Belletristik-Couch Rezension von Birgit Stöckel Sep 2011

Bedrückender Ausblick in eine erschreckend realistische Zukunft

Lenny Abramov lebt in New York in einer nicht näher bezeichneten, aber nicht allzu fernen Zukunft. Mit seinen 39 Jahren ist er ein Außenseiter, nicht sonderlich cool bzw. medien, wie es nun heißt, er hat Angst vor dem Tod und träumt vom ewigen Leben. Passend dazu arbeitet er für ein Unternehmen, das Dechronifizierungsbehandlungen anbietet, um ihre Kunden zu verjüngen und irgendwann das ewige Leben zu garantieren. Und er liebt Bücher, eine ungeheure Absonderlichkeit in seiner Welt. Während eines Aufenthalts in Rom lernt er Eunice kennen, eine junge koreanisch-stämmige Amerikanerin, die vollkommen in der technisierten Welt aufgeht. Während Lenny ihr sofort verfallen ist, nähert sich Eunice ihm nur langsam an. Doch Lenny kämpft um sie und ihre Beziehung, während die Welt um sie herum zerbricht …
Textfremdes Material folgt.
PR #445, opened 2023-02-15
Allow defining custom prefixes

papperlapapp:
In addition to the predefined prefixes 'gh', 'gl' and 'bb', allow defining your own prefixes for, e.g. internal hosts.


TheLartians:
Hey thanks for the PR! Changes look good to me though I'd like an additional opinion from @iboB as he authored the original feature. Could you also format the code using according to the [style guide](https://github.com/cpm-cmake/CPM.cmake/blob/master/CONTRIBUTING.md#styleguides)?

cmake/CPM.cmake
```diff
@@ -353,19 +354,32 @@ function(cpm_parse_add_package_single_arg arg outArgs)
     elseif(scheme STREQUAL "bb")
       set(out "BITBUCKET_REPOSITORY;${uri}")
       set(packageType "git")
+    elseif(DEFINED CPM_CUSTOM_PREFIXES)
+      foreach(prefix ${CPM_CUSTOM_PREFIXES})
+        if("${prefix}" MATCHES "([^:]+):(.+)")
+          if(scheme STREQUAL "${CMAKE_MATCH_1}")
+            set(out "GIT_REPOSITORY;${uri};CUSTOM_REPOSITORY;${CMAKE_MATCH_2}")
```
iboB, line 361: why introduce `CUSTOM_REPOSITORY` at all? It seems somewhat redundant to me

Why not concat the string here: `"GIT_REPOSITORY;${CMAKE_MATCH_2}/${uri}"`?

iboB (commented):
I have several problem with this as it seems kinda incomplete. I'm not sure whether we want to pursue a more "complete" feature with this.

1. I'm not sure I like the name "prefix" in this case. Maybe schemes?
2. As I said, I don't like the addition of `CUSTOM_REPOSITORY`. The entire uri is contained in the long-form anyway. Adding `CUSTOM_REPOSITORY` to split in in parts seems redundant and unneeded.
3. `CPM_CUSTOM_PREFIXES` seems to imply git. This is easily fixable as we have tools to detect the type of the repo based on the uri. Alternatively it should be `CPM_CUSTOM_GIT_REPO_PREFIXES`
4. These are prefixes only. So if I wanted to add my custom GitLab instance I would have to manually add .git at the end of the uris, like:

```cmake
CPMAddPackage(my:foo/bar.git@1.2.3) # :(
CPMAddPackage(gh:foo/bar@1.2.3) # :)
```

I can't think of a good way to fix this. Something like `CPM_CUSTOM_SUFFIXES` perhaps?...

iboB:
Here's how I would do it:

```cmake
CPMAddCustomScheme(
    c1 # scheme name
    PREFIX https://c1.example.com/ # optional
    SUFFIX .git # optional
    TYPE GIT_REPOSITORY # optional. if not specified tries to infer the type from the final uri
)
```

If this is implemented, the existing default schemes can be added to the same underlying lists that this is using.

It can even allow overriding of existing schemes and some of the functionality requested in #333

cmake/CPM.cmake
papperlapapp: Because I didn't knew it better. This was the first time I fiddled with CMake functions.

papperlapapp:
> Here's how I would do it:
> 
> ```cmake
> CPMAddCustomScheme(
>     c1 # scheme name
>     PREFIX https://c1.example.com/ # optional
>     SUFFIX .git # optional
>     TYPE GIT_REPOSITORY # optional. if not specified, tries to infer the type from the composed uri
> )
> 
> # ...
> 
> CPMAddPackage(c1:foo/bar@1.2.3) # :)
> ```
> 
> If this is implemented, the existing default schemes can be added to the same underlying lists that this is using.
> 
> It can even allow overriding of existing schemes and some of the functionality requested in #333

This looks definitely better than my attempt. I already had the feeling that a generic way of implementing this should somehow be possible.

Time for diving deeper into the CMake documentation ...

Shall I close the PR and start anew, or just keep it open and work on it (will definitely take its time)?

iboB:
Awesome! It's great that you want to invest more in this

> Shall I close the PR and start anew, or just keep it open and work on it (will definitely take its time)?

I have no special opinion on the matter. However you prefer

ClausKlein:
Would this MR https://github.com/cpm-cmake/CPM.cmake/pull/528 be a the simpler solution for your problem?

k-channon-PA:
I just implemented a similar thing to this... and then checked the open PRs only to find this one!

https://github.com/cpm-cmake/CPM.cmake/commit/a6cc6b9096ad0687119a781997be504326058a72

This feature would really help me out. I'm happy to help get this PR completed if that'a any use to you guys :)

PR #450, opened 2023-02-20
Improve Multi-threaded Performance.

### LINKED ISSUE #419: How to skip `cpm_check_git_working_dir_is_clean`
Hi, when benchmarking cmake run with `cmake --profiling-format=google-trace --profiling-output=perf.json ..` I find that some huge repo takes couple of hundred of milliseconds to run  `cpm_check_git_working_dir_is_clean`.
I would like to be able to skip this check.

I see in source code:
https://github.com/cpm-cmake/CPM.cmake/blob/03705fcce165c7eb2680e4c7d8a272cfb0a1061a/cmake/CPM.cmake#L715-L721

It seems to be possible to skip it by adding `PATCH_COMMAND`, but this is per target. Is there any other way I've missed to disable the check? Ideally some `-DCPM_CHECK_GIT_WORKING_DIR_IS_CLEAN=OFF` that I can apply everywhere.
I would be happy to provide a PR, but I guess some discussion on how to do things is therefore required.

Here is also an example of benchmark:
image

As you can see, it's not lots of time, but when there is 20-30 projects, it can takes couple of seconds.

Have a nice day.

PercentBoat4164:
&nbsp;&nbsp;&nbsp;&nbsp;The idea of this pull request is to improve the performance of CPM in multi-threaded conditions by removing the `cpm_add_subdirectory()` calls from the scope of the lock.

&nbsp;&nbsp;&nbsp;&nbsp;Before this change, each instance of CMake must wait for each instance that gets hold of the lock before it to completely finish checking if the cache is clean, then adding the subdirectory. This can become a very long process for even moderately sized libraries.

&nbsp;&nbsp;&nbsp;&nbsp;To solve this problem, I propose moving the `file(LOCK ... RELEASE)` command to just after the fetch has taken place, and adding another one right before checking if the cache is clean. This will allow the first process to stop all others during the download, then when it is unlocked, all processes can simultaneously check the cache (still only done by processes that did not perform the download) and add the new subdirectory.

&nbsp;&nbsp;&nbsp;&nbsp;This will help alleviate, but will not fix #419.


iboB (approved):
This looks good to me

Gekonntes Spiel mit heute bestehenden Ängsten

Gary Shteyngart entwirft in seinem Roman ein Szenario, das einerseits übertrieben dargestellt ist, andererseits nicht allzu weit von einer möglichen Realität entfernt ist, so dass es bedrückend wirkt und nachdenklich stimmt. Eine Welt, in der sicherlich kaum ein Leser dieser Rezension leben möchte, denn Bücher existieren so gut wie nicht mehr. Es gibt keine Verlage mehr und Texte werden nur noch gescannt, um wichtige Informationen zu erhalten. Bücher an sich sind stinkende Überbleibsel aus einer alten Welt.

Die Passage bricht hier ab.